RECORD EXTRACTS:
◆ ◆ ◆
PR #2026, opened 2025-04-03
T2039 project tags

Nath-S07:
AFTER PUTTING THIS SNIPPET IN PRODUCTION IT WILL CHANGE SOME COLOURS THAT ARE ALREADY IN EFFECT FOR TAGS/TASKS -> BECAUSE THERE WERE SOME COLOURS THAT HAD 2 DIFFERENT IDS, I REMOVED THEM AVOID REDUNDANCY. The extension of colours (not present in the odoo default addons) was being duplicated as it was extended in a for loop that was used to fetch the default odoo colours. The extension of colours was white (blank) because the logic to add the preview of the extended colours was only added for the colorpicker when you edit a colour (tag_color_x) and not for when you create a tag (oe_kanban_color_x). Now everything should work, there are no more duplicates and you can see all the previews of the colours.

### DIFF
--- a/crm_compassion/static/src/xml/kanban_colors.xml
+++ b/crm_compassion/static/src/xml/kanban_colors.xml
@@ -3,7 +3,7 @@
         <t t-jquery="t[t-set='colornames']" t-operation="attributes">
             <attribute
         name="value"
-      >['No color', 'Red', 'Orange', 'Yellow', 'Light blue', 'Dark purple', 'Salmon pink', 'Medium blue', 'Dark blue', 'Fushia', 'Green', 'Purple', 'Dark red', 'Blue', 'Red', 'Brown', 'Green', 'Light yellow', 'Beige', 'Pastel green', 'Tommy blue', 'Dark grey', 'Dark violet', 'Dark brown', 'Greyish blue']</attribute>
+      >['Dark red', 'Blue', 'Brown', 'Light yellow', 'Beige', 'Pastel green', 'Tommy blue', 'Dark grey', 'Dark violet', 'Dark brown', 'Greyish blue']</attribute>
         </t>
     </t>
     <t t-extend="FieldMany2ManyTag.colorpicker">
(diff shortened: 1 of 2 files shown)


NoeBerdoz (changes requested):
Thank you for providing the fix, but there are modification not related to the task like depart_communications.xml and child_protection related changes. Please make this PR concern only the tags fix

crm_compassion/static/src/xml/kanban_colors.xml
```diff
@@ -3,7 +3,7 @@
         <t t-jquery="t[t-set='colornames']" t-operation="attributes">
             <attribute
         name="value"
-      >['No color', 'Red', 'Orange', 'Yellow', 'Light blue', 'Dark purple', 'Salmon pink', 'Medium blue', 'Dark blue', 'Fushia', 'Green', 'Purple', 'Dark red', 'Blue', 'Red', 'Brown', 'Green', 'Light yellow', 'Beige', 'Pastel green', 'Tommy blue', 'Dark grey', 'Dark violet', 'Dark brown', 'Greyish blue']</attribute>
```
NoeBerdoz, line 6: What was the use of No color, are you sure it is safe to remove it?
What if we want a tag without a color

Nath-S07: Normally yes, because the colors I removed from the list were the colors already present in the base.xml : 
`<t t-set="colornames" t-value="['No color', 'Red', 'Orange', 'Yellow', 'Light blue', 'Dark purple', 'Salmon pink', 'Medium blue', 'Dark blue', 'Fushia', 'Green', 'Purple']"/>`
        
So, the no color was already present I did that remove the redundancy in the list and so that the color preview matches the correct color id.

NoeBerdoz: Alright, that makes sense, thank you

NoeBerdoz (approved):

ecino (approved):
Only Daniel uses many colors and asked that we have more than what Odoo provides in standard. It was broken since v14 and I think the change will be welcome even if we lose some assigned colors.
◆ ◆ ◆
PROBLEM TO WORK ON:
Output every entry word for word.

REPLY TO THE EXERCISE:
PR #2026, opened 2025-04-03
T2039 project tags

Nath-S07:
AFTER PUTTING THIS SNIPPET IN PRODUCTION IT WILL CHANGE SOME COLOURS THAT ARE ALREADY IN EFFECT FOR TAGS/TASKS -> BECAUSE THERE WERE SOME COLOURS THAT HAD 2 DIFFERENT IDS, I REMOVED THEM AVOID REDUNDANCY. The extension of colours (not present in the odoo default addons) was being duplicated as it was extended in a for loop that was used to fetch the default odoo colours. The extension of colours was white (blank) because the logic to add the preview of the extended colours was only added for the colorpicker when you edit a colour (tag_color_x) and not for when you create a tag (oe_kanban_color_x). Now everything should work, there are no more duplicates and you can see all the previews of the colours.

### DIFF
--- a/crm_compassion/static/src/xml/kanban_colors.xml
+++ b/crm_compassion/static/src/xml/kanban_colors.xml
@@ -3,7 +3,7 @@
         <t t-jquery="t[t-set='colornames']" t-operation="attributes">
             <attribute
         name="value"
-      >['No color', 'Red', 'Orange', 'Yellow', 'Light blue', 'Dark purple', 'Salmon pink', 'Medium blue', 'Dark blue', 'Fushia', 'Green', 'Purple', 'Dark red', 'Blue', 'Red', 'Brown', 'Green', 'Light yellow', 'Beige', 'Pastel green', 'Tommy blue', 'Dark grey', 'Dark violet', 'Dark brown', 'Greyish blue']</attribute>
+      >['Dark red', 'Blue', 'Brown', 'Light yellow', 'Beige', 'Pastel green', 'Tommy blue', 'Dark grey', 'Dark violet', 'Dark brown', 'Greyish blue']</attribute>
         </t>
     </t>
     <t t-extend="FieldMany2ManyTag.colorpicker">
(diff shortened: 1 of 2 files shown)


NoeBerdoz (changes requested):
Thank you for providing the fix, but there are modification not related to the task like depart_communications.xml and child_protection related changes. Please make this PR concern only the tags fix

crm_compassion/static/src/xml/kanban_colors.xml
```diff
@@ -3,7 +3,7 @@
         <t t-jquery="t[t-set='colornames']" t-operation="attributes">
             <attribute
         name="value"
-      >['No color', 'Red', 'Orange', 'Yellow', 'Light blue', 'Dark purple', 'Salmon pink', 'Medium blue', 'Dark blue', 'Fushia', 'Green', 'Purple', 'Dark red', 'Blue', 'Red', 'Brown', 'Green', 'Light yellow', 'Beige', 'Pastel green', 'Tommy blue', 'Dark grey', 'Dark violet', 'Dark brown', 'Greyish blue']</attribute>
```
NoeBerdoz, line 6: What was the use of No color, are you sure it is safe to remove it?
What if we want a tag without a color

Nath-S07: Normally yes, because the colors I removed from the list were the colors already present in the base.xml : 
`<t t-set="colornames" t-value="['No color', 'Red', 'Orange', 'Yellow', 'Light blue', 'Dark purple', 'Salmon pink', 'Medium blue', 'Dark blue', 'Fushia', 'Green', 'Purple']"/>`
        
So, the no color was already present I did that remove the redundancy in the list and so that the color preview matches the correct color id.

NoeBerdoz: Alright, that makes sense, thank you

NoeBerdoz (approved):

ecino (approved):
Only Daniel uses many colors and asked that we have more than what Odoo provides in standard. It was broken since v14 and I think the change will be welcome even if we lose some assigned colors.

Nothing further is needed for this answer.